* **INSTRUCTIONS FOR THE TASK**
Each line below is to be written out once more, precisely as given.

Stored data
Issue #1138, opened 2018-09-08
Style Guide for Interactive Examples


atopal:
Interactive examples in my mind should allow you to instantly see how to use something to either remind you of the usage or give you a quick first insight. The rest of the page can handle exceptions and things to look out for. 

I was looking up the a[udio element ](https://developer.mozilla.org/en-US/docs/Web/HTML/Element/audio) and can’t even see the syntax without scrolling, that to me defeats the purpose of putting it on top of the page.

I'd suggest that we come up with a Style Guide that describes best practices and can be used to review submissions.

wbamberg:
-> https://github.com/mdn/interactive-examples/pull/1184

wbamberg:
Based on the draft guidelines and our discussions, I've been through the HTML elements and added an annotation (column C) saying whether they are OK as they are or should have some changes, and if so what the changes should be. The notes are a bit cryptic, but in general they are things like:

* simplifying and shortening where that seemed needed, to make the examples quicker to grasp and to fit without scrolling. To do this I've recommended things like:
    * removing extraneous elements that add extra complexity, where that doesn't seem needed
    * removing extra options (for example, when a <audio> example shows two <audio> elements, recommending we only show 1
    * removing whitespace where that seemed like the only way to get things to fit
* fixing some things that seem like accessibility issues (e.g. missing labels, use of title for explanatory text)
* improving formatting to make examples easier to scan
* using CC0 media so as not to have attributions in the examples
* setting a different height for the editor: either shorter for very short examples, or taller for longer ones that we can't reduce.

The trickiest I think were the table elements: the source there is always too long, but I think it's hard to get a table in the space, so I think we may need to use a taller editor for these.

atopal:
Thanks for doing this, Will!

wbamberg:
FYI - I estimated these updates at 2 days, laughably: it took me 6 days elapsed.

PR #1204, opened 2018-10-29
Issue 1138 content sectioning

wbamberg:
Part of https://github.com/mdn/interactive-examples/issues/1138: this part addressed the examples in the "content-sectioning" category. Generally minor updates to make the examples a bit simpler and more compact.

Note that I haven't changed indentation to 2 spaces as per the new style guidelines. I'd rather address this (and any other changes from that) separately.


wbamberg:
> I think the example should have something that makes this clear (the associated reference page should also be updated to make this clearer).

Yeah, I do agree. I think it is technically OK, but misleading.

>  Also, I don't see what was wrong with including the author's email address in the example? 

It makes the address wrap, which makes the source harder to read. In fact I can *just about* avoid wrapping (at 1000 pixels) with a shorter address.

What do you think of:

```
<p>Contact the author of this page:<p/>
<address>
  <a href="mailto:jim@example.com">jim@example.com</a><br/>
  <a href="tel:+311-555-2368">+311-555-2368</a><br/>
</address>
```

chrisdavidmills:
@wbamberg yup, that works for me!

wbamberg:
>     I'd suggest the following CSS would look better:

That looks like this on my computer:

screen shot 2018-10-30 at 1 44 26 pm

...which I think squashes the list items too much.

I think just changing:

```
footer p {
    flex: 2; /* from 1 in the original */
}
```

looks all right.

But then I got to thinking, this is for a footer, so it would be good to have something more like a real footer implementation. I found one at [this great website](https://developer.mozilla.org/en-US/docs/Web/CSS/Layout_cookbook/Sticky_footers) - I'm a little sad about having an extra element in the example but think it's worth it. I simplified the footer contents to make up for it, so we end up with simpler CSS actually.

* **RESULT**
Issue #1138, opened 2018-09-08
Style Guide for Interactive Examples


atopal:
Interactive examples in my mind should allow you to instantly see how to use something to either remind you of the usage or give you a quick first insight. The rest of the page can handle exceptions and things to look out for. 

I was looking up the a[udio element ](https://developer.mozilla.org/en-US/docs/Web/HTML/Element/audio) and can’t even see the syntax without scrolling, that to me defeats the purpose of putting it on top of the page.

I'd suggest that we come up with a Style Guide that describes best practices and can be used to review submissions.

wbamberg:
-> https://github.com/mdn/interactive-examples/pull/1184

wbamberg:
Based on the draft guidelines and our discussions, I've been through the HTML elements and added an annotation (column C) saying whether they are OK as they are or should have some changes, and if so what the changes should be. The notes are a bit cryptic, but in general they are things like:

* simplifying and shortening where that seemed needed, to make the examples quicker to grasp and to fit without scrolling. To do this I've recommended things like:
    * removing extraneous elements that add extra complexity, where that doesn't seem needed
    * removing extra options (for example, when a <audio> example shows two <audio> elements, recommending we only show 1
    * removing whitespace where that seemed like the only way to get things to fit
* fixing some things that seem like accessibility issues (e.g. missing labels, use of title for explanatory text)
* improving formatting to make examples easier to scan
* using CC0 media so as not to have attributions in the examples
* setting a different height for the editor: either shorter for very short examples, or taller for longer ones that we can't reduce.

The trickiest I think were the table elements: the source there is always too long, but I think it's hard to get a table in the space, so I think we may need to use a taller editor for these.

atopal:
Thanks for doing this, Will!

wbamberg:
FYI - I estimated these updates at 2 days, laughably: it took me 6 days elapsed.

PR #1204, opened 2018-10-29
Issue 1138 content sectioning

wbamberg:
Part of https://github.com/mdn/interactive-examples/issues/1138: this part addressed the examples in the "content-sectioning" category. Generally minor updates to make the examples a bit simpler and more compact.

Note that I haven't changed indentation to 2 spaces as per the new style guidelines. I'd rather address this (and any other changes from that) separately.


wbamberg:
> I think the example should have something that makes this clear (the associated reference page should also be updated to make this clearer).

Yeah, I do agree. I think it is technically OK, but misleading.

>  Also, I don't see what was wrong with including the author's email address in the example? 

It makes the address wrap, which makes the source harder to read. In fact I can *just about* avoid wrapping (at 1000 pixels) with a shorter address.

What do you think of:

```
<p>Contact the author of this page:<p/>
<address>
  <a href="mailto:jim@example.com">jim@example.com</a><br/>
  <a href="tel:+311-555-2368">+311-555-2368</a><br/>
</address>
```

chrisdavidmills:
@wbamberg yup, that works for me!

wbamberg:
>     I'd suggest the following CSS would look better:

That looks like this on my computer:

screen shot 2018-10-30 at 1 44 26 pm

...which I think squashes the list items too much.

I think just changing:

```
footer p {
    flex: 2; /* from 1 in the original */
}
```

looks all right.

But then I got to thinking, this is for a footer, so it would be good to have something more like a real footer implementation. I found one at [this great website](https://developer.mozilla.org/en-US/docs/Web/CSS/Layout_cookbook/Sticky_footers) - I'm a little sad about having an extra element in the example but think it's worth it. I simplified the footer contents to make up for it, so we end up with simpler CSS actually.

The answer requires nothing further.